Other ingredients making South Asia volatile include heightened tensions between Pakistan and India over the terrorist attacks in Mumbai, continued killing of Pakistani civilians during U.S. military operations, a Pakistani government unable to come to terms with its own military and intelligence services let alone control its own border, and an increasingly corrupt Afghan government unable to deliver basic goods to its citizens or hold an honest election.

Clearly, a broader vision is required to reduce the tensions in South Asia. Relying only on additional U.S. troops is not prudent.

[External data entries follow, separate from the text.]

PR #182, opened 2024-01-31
feat: add flags to clippy to cover more cases

tomkarw:
* `--workspace`, tests whole workspace, important as for non-virtual workspace clippy will lint root crate only
* `--all-features`, tests with all features enabled, important to prevent committing broken code behind a feature flag
* `-- -D warnings`, fail on warnings, should be the default behavior in pipelines

After internal discussions I opted against setting `deny_warnings` to `True` by default, so no "breaking changes" here.  Defaulting to `True` for `--workspace` and `--all-features` thus also won't break anything, and should be set by default, as its absence is basically a foot-gun.

### DIFF
--- a/.changelog/_unreleased.toml
+++ b/.changelog/_unreleased.toml
@@ -1,5 +1,6 @@
 [[entries]]
 id = "c735fee0-cd87-47a6-8c6f-b52463f0f73e"
 type = "feature"
-description = "Add flags to CargoClippyTask to cover more cases"
+description = "Add `workspace`, `all_features` and `deny_warnings` properties to `CargoClippyTask`."
 author = "@tomkarw"
+pr = "https://github.com/kraken-build/kraken/pull/182"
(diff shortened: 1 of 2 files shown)


.changelog/_unreleased.toml
```diff
@@ -0,0 +1,5 @@
+[[entries]]
+id = "c735fee0-cd87-47a6-8c6f-b52463f0f73e"
+type = "feature"
+description = "Add flags to CargoClippyTask to cover more cases"
```
```suggestion
description = "Add `workspace`, `all_features` and `deny_warnings` properties to `CargoClippyTask`."
```

.changelog/_unreleased.toml
```diff
@@ -0,0 +1,5 @@
...
+author = "@tomkarw"
```
NiklasRosenstein, line 5:
```suggestion
author = "@tomkarw"
pr = "https://github.com/kraken-build/kraken/pull/182"
```

Unfortunately the automation to inject this field is broken atm. 😄

NiklasRosenstein (approved):
LGTM!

There should be two basic goals in Afghanistan. First, prevent the use of Afghanistan for training terrorists and mounting terrorist attacks anywhere in the world. This is certainly an immediate and mid-term goal and should be pursued.

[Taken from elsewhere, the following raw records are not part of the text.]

PR #195, opened 2024-02-07
`pytest`: Append to coverage report

antoinebrl:
`pytest` is used twice, once for unit tests and once for integration tests. The second execution no longer overrides the coverage report generated by the first one.


NiklasRosenstein:
Nice, I did not realize that was an option. 😃 The only thing we should probably make sure is that we don't continue to append and append to the same coverage report -- i.e. the first `pytest` run should clear the coverage report.

PR #196, opened 2024-02-09
Move version bump logic into publish task

Colin1860:
Since bumping versions is only really necessary when publishing the affected logic is moved into the publish task and the dedicated bump-task removed


kraken-build/src/kraken/std/cargo/tasks/cargo_publish_task.py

Second, rather than creating a democracy that would take decades to build, the United States should work to provide stability in South Asia, especially considering that Pakistan and India are both nuclear-power states and that Iran is marching toward that same status. Regional stability is essential to solving local conflicts that cross borders.
 

So what should be done?

It is clear that a military victory is not possible.  The primary American goal is to prevent Al Qaeda from using Afghanistan as a base of operations.  If so, we should be focused on Al Qaeda, not the Taliban. 

So the first step should be recognizing that The Taliban is not a single entity.  Elizabeth Rubin wrote in the New York Times on September 1 that “the Taliban is a catch-word for different groups who are fighting the coalition and the government for many reasons. Every pocket of resistance throughout the country has originated with a local dispute.”

Mark Magnier, writing in the Los Angeles Times on October 1, urged the U.S. to take advice from the Afghans themselves: “Instead of trying to impose your own ideas on a tribal society, invite the Taliban to the negotiating table. Use traditional governing structures rather than reinventing the wheel. And spend a lot more money on plowshares than on swords.”

The United States made a tragic mistake after World War II by seeing Communism as a single, monolithic force bent on taking over the world.  It was anything but that, and we missed opportunities to negotiate solutions to conflicts in Korea and Vietnam.  The cost was a lot of money and death.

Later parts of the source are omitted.